I wrote rustoleum an e-mail and within 4 hours was sent a response.. 

*****************

_Thank you for contacting Rust-Oleum. I'm sorry you had a problem with
Epoxy Shield. There could be a couple of reasons you got a different shade
of gray. First, the batches are most likely not the same. Second,
temperature/humidity. Third, activation time or pot life. The only way to
correct this situation would be to recoat. What you'd want to do to assure
the same color would be to buy all of the kits you'll need at one time.
Also, you'll need a BIG bucket. Mix together all of the Part B (base) - DO
NOT ACTIVATE!! - in the bucket, then pour back into the individual cans,
that way, even if you have different batch numbers, you should have a
uniform color. Activate the gallons as needed, but try to apply on the
same day or at least in the same weather conditions. If you choose to do
this you can purchase the new kits and send the receipt to me for a refund.
Also, you won't need to clean with the citric acid, all you'll need to do
is scuff sand with 60 sandpaper, rinse away the dust (several times), let
dry and recoat. If you need to fax your receipts, fax them to::....
_ 



Well pretty good response 

and mighty nice of them ot offer to reimburse me if i want to re-do it..

Had i known it would have been a lighter shade i would have done that batch mix.. its a good idea...


But man, it took me a while to paint.. all total about 8-12 hours or so.. plus about 4-5 to prep it.. 

Is it worth re-doing? 
Im leaning towards no.. but it was a nice offer from rustoleum.


----------



## Argee

If they're willing to reimburse you, do it. For the investment of time you'll get a super thick coat of paint on your floor all the same color. Sounds like a good deal.


----------



## Argee

If you decide no....buy the kits and send them here:lmao:


----------



## jodyand

Thats great that they are willing to do that. Its also good to know if anyone who reads this will know to mix all of it together to make sure it all one color.


----------



## memmurphy

Thanks SJ, you may have saved me from the same dilemma.

I bought the porch paint kit last year and have yet to apply it with all the rain. I'm not sure I have enough, it is going to be close.

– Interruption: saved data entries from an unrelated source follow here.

PR #139, opened 2021-12-22
Support local tls certificate file as input for tls_certificate data source 

dttung2905:
Hi team,

I would like to propose a new feature to support local tls file as an input for `tls_certificate` data source.

Example:

For local file
```
data "tls_certificate" "test" {
   input  =  file("testdata/tls_certs/public.pem")
   type   = "local"
```
For remote file (sitting behind and HTTPS endpoint)
```
data "tls_certificate" "test" {
 input = "https://your-target-website.com"
 type  = "remote"

```

This will serve as an extension for  #62  solve #4  where the author wants to read from file `${file('path/to/cert.pem')}` for example

PR #189, opened 2022-04-12
support parsing certificate content #4

### LINKED ISSUE #79: Consistent ID across multiple planning
### Terraform Version

```
terraform -v
Terraform v0.13.2
+ provider registry.terraform.io/hashicorp/tls v2.2.0
```
### Affected Resource(s)
- tls_certificate

```hcl
data "tls_certificate" "oidc_idp" {
  url = "https://oidc.eks.sa-east-1.amazonaws.com/id/<REDACTED>"
}
```

### Expected Behavior
Consistent `id` across consecutive plans.

### Actual Behavior
Resource `id` changes every plan even if certificates are the same.

```
...
      ~ id           = "2020-09-14 19:34:14.498463939 +0000 UTC" -> "2020-09-14 19:34:14.722109742 +0000 UTC"
...
```

### Steps to Reproduce
1. `terraform plan .`
2. `terraform apply .`
3. `terraform plan .`

### Important Factoids
Obviously, this is the behavior given by [this line](https://github.com/hashicorp/terraform-provider-tls/blob/f1b91f494149cc797fd710691c66fcf8a73c9469/tls/data_source_tls_certificate.go#L109).
Is this intentional? Could it be something stable, like the certificate's serial number or sha1 fingerprint?

iwarapter:
This allows directly parsing of certificates, i.e. loaded by files etc.

Closes #139

### Update by provider maintainers

As part of work on finalizing this PR, an existing issue of this provider surfaced (see https://github.com/hashicorp/terraform-provider-tls/pull/189#issuecomment-1117549152). So, we added a fix for this, in addition to the main focus of this PR.

Closes #79


RalphBragg:
This would be a great feature!

internal/provider/data_source_certificate.go
```diff
@@ -24,18 +25,26 @@ func dataSourceCertificate() *schema.Resource {
...
 					fmt.Sprintf("Accepted schemes are: `%s`. ", strings.Join(SupportedURLSchemesStr(), "`, `")) +
 					"For scheme `https://` it will use the HTTP protocol and apply the `proxy` configuration " +
 					"of the provider, if set. For scheme `tls://` it will instead use a secure TCP socket.",
 				ValidateDiagFunc: validation.ToDiagFunc(validation.IsURLWithScheme(SupportedURLSchemesStr())),
+				ConflictsWith:    []string{"content"},
+			},
+			"content": {
+				Type:          schema.TypeString,
+				Optional:      true,
+				Description:   "The content of the PEM encoded certificate",
```
detro, line 39: Like for other resources and data sources, please link in the descriptions the RFCs describing the format of PEM expected here ([examples](https://registry.terraform.io/providers/hashicorp/tls/latest/docs/resources/private_key#private_key_pem)).

Also, please terminate the description with a `.`.

detro: Also, as `encoded` is a loaded term, please use the `PEM format` or `PEM formatted` expression here, in consistency with the other resources.

internal/provider/data_source_certificate.go
```diff
@@ -115,51 +124,69 @@ func dataSourceCertificate() *schema.Resource {
...
-	switch targetURL.Scheme {
-	case HTTPSScheme.String():
-		if targetURL.Port() == "" {
-			targetURL.Host += ":443"
+	if v, ok := d.GetOk("content"); ok {
+		block, _ := pem.Decode([]byte(v.(string)))
+		if block == nil {
+			return fmt.Errorf("failed to decode pem content")
+		}
+		if block.Type != "CERTIFICATE" {
```
detro, line 132: Please use the `PEMPreamble` const available in `types.go`.

detro: You should also use `PEMBlockToPEMPreamble` to extract the correct `PEMPreamble`.

internal/provider/data_source_certificate.go
```diff
@@ -115,51 +124,69 @@ func dataSourceCertificate() *schema.Resource {
...
+			return fmt.Errorf("pem must be of type 'CERTIFICATE'")
```
detro, line 133: `PEM` over `pem`

internal/provider/data_source_certificate_test.go
```diff
@@ -8,6 +8,53 @@ import (
...
+				ExpectError: regexp.MustCompile("failed to decode pem content"),
+			},
+			{
+				Config: `
+					data "tls_certificate" "test" {
+					  content = file("testdata/tls_certs/private.pem")
+					}
+				`,
+				ExpectError: regexp.MustCompile("pem must be of type 'CERTIFICATE'"),
+			},
```
detro, line 53: Could you also add negative cases to prove that it's not possible to use both `url` and `content` at the same time?

Additionally, it would be nicer if the tests were split a bit more, at least to separate "positive" and "negative" cases.

detro (changes requested):
Thank you so much for this @iwarapter.
I have a few requests for you before we proceed, additional to the comments you will find inline.

1. please use `make generate` to update the documentation
2. please create a new `CHANGELOG` entry for a "minor version" bump (I believe this will be `3.4.0` as we stand?)
3. please indicate in the description of the PR that this `Closes #139` as well

Looking forward to the refinements so we can release this new feature.

Again, thank you for your contribution!

detro:
@iwarapter ping :)

I have a 4.x release lined up (there are a few breaking changes that need to go in). If we sort this out in time, we could add it to that train.

Do you have time to address the issues I highlighted?

iwarapter:
@detro I have addressed all the changes you requested the `PEMPreamble` doesn't actually add any benefit just extra code 🤷 ?

examples/data-sources/tls_certificate/data-source.tf
```diff
@@ -11,3 +11,7 @@ resource "aws_iam_openid_connect_provider" "example" {
   thumbprint_list = [data.tls_certificate.example.certificates[0].sha1_fingerprint]
   url             = aws_eks_cluster.example.identity[0].oidc[0].issuer
 }
+
+data "tls_certificate" "example_content" {
+  content = file("example.pem")
+}
```
detro, line 17: I'm not a fan of having 2 separate examples in the same example `.tf`, but if you are going this route, please add at least 1 line of comment for each to describe.

internal/provider/data_source_certificate.go
```diff
@@ -115,51 +124,73 @@ func dataSourceCertificate() *schema.Resource {
...
+	if v, ok := d.GetOk("content"); ok {
+		block, _ := pem.Decode([]byte(v.(string)))
+		if block == nil {
+			return fmt.Errorf("failed to decode pem content")
+		}
+		preamble, err := PEMBlockToPEMPreamble(block)
+		if err != nil {
+			return err
+		}
+		if preamble != "CERTIFICATE" {
```
detro, line 136: please use the `PreambleCertificate` `const` here: it's about the consistency and the single-place-definition of key constants like this one.

detro (commented):
A few more tweaks and we are in business.

examples/data-sources/tls_certificate/data-source.tf
detro: Alternatively, if you want to split in 2 files, you can do that and then alter the template https://github.com/hashicorp/terraform-provider-tls/blob/main/templates/data-sources/certificate.md.tmpl to include both.

I had to do something similar for the examples of configuration of the Provider: it does allow to add a bit of verbal explanation between examples that it might be nice.

iwarapter: @detro did this already :)

iwarapter:
hi @detro sorry looks like i forgot to run the `make generate` whilst i split the example files out.

detro (approved):

CHANGELOG.md
```diff
@@ -1,3 +1,9 @@
+## 3.4.0
```
detro, line 1:
```suggestion
## 3.4.0 (UNRELEASED)
```

detro:
I think there might be something that need fixing, in regards to the ID generation: https://github.com/hashicorp/terraform-provider-tls/runs/6175464609?check_suite_focus=true#step:5:65

iwarapter:
hmm this works on all TF versions bar 13.x which feels more like a TF bug that a provider bug? The ID generation is the same from before my change. But I don't know enough of the TF core to debug it.

detro:
Also, could you rebase this too?

detro:
I just rebased

detro:
Yep, this seems to sort things out.

Issue #197, opened 2022-04-29
Unable to Import "ED25519" key into resource "aws_key_pair"


jseiser:
### Terraform CLI and Provider Versions

Terraform Version: 1.1.8

Initializing provider plugins...
- Finding latest version of hashicorp/random...
- Finding hashicorp/aws versions matching ">= 3.0.0, >= 3.63.0, >= 3.67.0, >= 3.72.0, ~> 4.0"...
- Finding latest version of hashicorp/tls...
- Installing hashicorp/random v3.1.3...
- Installed hashicorp/random v3.1.3 (signed by HashiCorp)
- Installing hashicorp/aws v4.12.0...
- Installed hashicorp/aws v4.12.0 (signed by HashiCorp)
- Installing hashicorp/tls v3.3.0...
- Installed hashicorp/tls v3.3.0 (signed by HashiCorp)

### Terraform Configuration

```terraform
resource "tls_private_key" "key" {
  algorithm = "ED25519"
}

resource "aws_key_pair" "generated_key" {
  key_name   = format("%s-%s", var.vpc_id_tag, var.platform_env)
  public_key = tls_private_key.key.public_key_openssh
  tags       = local.tags
}
```

### Expected Behavior

The new ED25519 key should have been imported into AWS.

### Actual Behavior

Error: error importing EC2 Key Pair (JLS-DEV): InvalidKey.Format: Key is not in valid OpenSSH public key format
	status code: 400, request id: e9d5cfb0-d0c5-4ab1-90c6-4476526cb2ca

  with aws_key_pair.generated_key,
  on ssh.tf line 5, in resource "aws_key_pair" "generated_key":
   5: resource "aws_key_pair" "generated_key" {

### Steps to Reproduce

1. `terraform apply`

### How much impact is this issue causing?

Medium

### Additional Information

The above code, is what we use currently, to generate keys for the dev environments.  but instead of ED225519, we use RSA.

The docs show `public_key_openssh` should still be valid, and the AWS docs show this type of key is supported and that my provider version is new enough to support it.

* https://registry.terraform.io/providers/hashicorp/tls/latest/docs/resources/private_key#public_key_openssh
* https://docs.aws.amazon.com/AWSEC2/latest/UserGuide/ec2-key-pairs.html
* https://github.com/hashicorp/terraform-provider-tls/pull/151

### Code of Conduct

- [X] I agree to follow this project's Code of Conduct

detro:
[...]

Issue #163, opened 2022-03-09
Remove "\n" at the end of public_key_openssh in tls_private_key resource


ujjwal-ibm:
### Terraform CLI and Provider Versions

Terraform v1.0.9

### Terraform Configuration

```terraform
resource "tls_private_key" "insecure" {
  algorithm = "RSA"
  rsa_bits  = 4096
}
```

### Expected Behavior

public_key_openssh attribute should be generated without new line character

### Actual Behavior

public_key_openssh attribute is generated with new line character

           ` "public_key_openssh": "ssh-rsa ......==\n",`

### Steps to Reproduce

1. `terraform apply`

### How much impact is this issue causing?

High

### Code of Conduct

- [X] I agree to follow this project's Code of Conduct

detro:
Hello @ujjwal-ibm, thanks for opening this issue.

So, I did a bit of research, and it turns out that it's an established convention to generate OpenSSH Public Key in a `~/.ssh/authorized_keys` friendly format. That means that each entry is ready to be appended to `authorized_keys` as is. And the newline works as a "termination" for the key.

I can't pin point to an RFC for this unfortunately, but suggest a bit of googling around.

Additional to this, I have looked at how exactly that newline get appended: turns out this is baked into [`MarshalAuthorizedKey(key PublicKey)`](https://github.com/golang/crypto/blob/master/ssh/keys.go#L288) in `x/crypto/ssh` itself. This is the official cryptography library for Golang, so I tend to rely on the fact that who wrote this knows more than I do on what's right for those formats and conventions.

Lastly, even if we wanted to make a change like this, it would most definitely cause issues for existing configuration that relies and handles the field as carrying that trailing `\n`: removing it will most certainly cause issues for those codebases, and it wouldn't gain us much (getting rid of it is a `trim()` call away in pretty much any language).

I hope this clarifies why we will not be changing this.

PR #198, opened 2022-04-29
Updating doc for PEM fields that underlying Golang libraries append a `\n` to

detro:
Closes: #197
Additional context: #163
Additional context: #9
Relates to: https://github.com/hashicorp/terraform-provider-aws/issues/24025

Adding a suggestion to use `trimspace()` in case the generated PEM causes issues.

One thing I'm not sure about: does it make sense to mention the underlying libraries that "cause" this, or not.


bflad (approved):
Looks good to me 🚀

bendbennett (approved):

PR #203, opened 2022-05-04
public_key_fingerprint_x509_sha256

### LINKED ISSUE #202: Support x509/DER/SHA256 public key fingerprint

Terraform v1.1.9
on darwin_arm64

When trying to configure an OIDC provider, I needed a [particular checksum ](https://github.com/aws/amazon-eks-pod-identity-webhook/blob/0d254eee1537e0745679252ca60f020fa1a461f0/hack/self-hosted/main.go#L19-L33) to be supported; namely the SHA256 hash of the DER-formatted public key.

### Proposal

I propose that a new attribute, `public_key_fingerprint_x509_sha256` is added to the `tls_private_key` resource and the `tls_public_key` data source.

The hash algorithm seems to use standard encryption methods and Go libraries and hence seems to align with the design guidelines. However, it may cause property bloat to the `tls_private_key` resource and `tls_public_key` data source.

Medium

### Additional Information

I have proposed the change in this provider, rather than writing a separate one, as it already has access to the key material (and indeed uses the x509 package already).

### Code of Conduct

alanraison:
Resolves #202

I am a little concerned with the long name of this property, though it fits in with the other property names, and also whether the name is accurate.

I believe this is a good location for this fingerprint, rather than in a separate provider, since the key material is already available.


detro:
Hello and thanks for providing this.

Before I proceed further, I have to ask: why is this property https://registry.terraform.io/providers/hashicorp/tls/latest/docs/resources/private_key#public_key_fingerprint_sha256 not enough for your purpose?

alanraison:
Hi there @detro. Unfortunately the ssh-format hash is not the same as used by kubernetes to calculate the Key Id during OIDC authentication. I am trying to use a tls_private_key to populate a jwks key set for my cluster, so the hash algorithm has to match.

I have to agree that it doesn't feel quite right to have arbitrary hash methods in this resource, and I can't find any evidence that the kubernetes method is at all standard (other than by using similarly available go crypto functions), so if you have any suggestions about where else this could live I'd be happy to consider it.

thefirstofthe300:
One potential way to address the issue here from what I can tell would be to return the base64 encoded value of the DER encoding. From there, Terraform would be able to base64 decode the value, sha256sum it, and base64 encode it back using built-in functions.

Providing only the base64 encoded DER value is arguably more flexible for future use cases.

For context, I'm trying to solve the same problem as @alanraison.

Now I'm thinking I'd better measure again or just get a second kit.

Mark


----------



## guest

> _Originally posted by memmurphy _
> *I bought the porch paint kit last year and have yet to apply it with all the rain. I'm not sure I have enough, it is going to be close. Now I'm thinking I'd better measure again or just get a second kit.
> 
> Mark *


if its gonna be close... id get a second kit to be sure.. and i thought i put the paint on a little light but it did not nearly cover what it claimed to cover.. my area was 988 sq ft - under the stair landing - about 32 sq ft. 

the 2 2 car kits were supposed to do 1000 sq ft.. 


even if id had the foresight to premix all the gray paint up prior to starting.. i still would have had the problem cause i still would have needed a 5th kit..


----------



## guest

> _Originally posted by simple_john _
> *you'll need to do
> is scuff sand with 60 sandpaper, rinse away the dust (several times*



What would i scuff sand with? i have a belt, palm and vibrating sander.. but thats still a lot of sanding... 

is there some sort of rotary sander disk i could put on a floor buffer or something? 
or is it old fashioned hands and knees sanding?


----------



## Stewart

In the AF we used to use the big floor buffers. They are about 18" across or somethng like that. I know they make stripping pads that are pretty coarse. I am sure your local rental center will be able to help you out. Just a word of warning about those big buffers, take it slow they can throw you around a bit if you don't let go of the power if it gets away from you. I don't remember which way you move the handle, but you basically pull gently up to get the buffer to go left and down to go right. I hope that makes sense. Gentle movements, it will cove a pretty big area quickly. We used to use them on tile floors with old fashioned paste wax and brushes on the buffer. We used old wool blankets to give the floor the final buffing. It was real shiney! Just an idea for you, and it would go quicker than your 1/4 sheet palm sander!


----------



## bontai Joe

I'd repaint to get the color to match because it would bother me to look at it, especially if the stuff is gonna be free. Sounds like Stewart has the solution to your scuffing problem. With a unit that size, it should take about 90 minutes or less to scuff the whole floor. And in the end, you will have a double coated floor!


----------



## Stewart

Something like this is what I am talking about. I just did a search and chose this one. It is about the size I have used.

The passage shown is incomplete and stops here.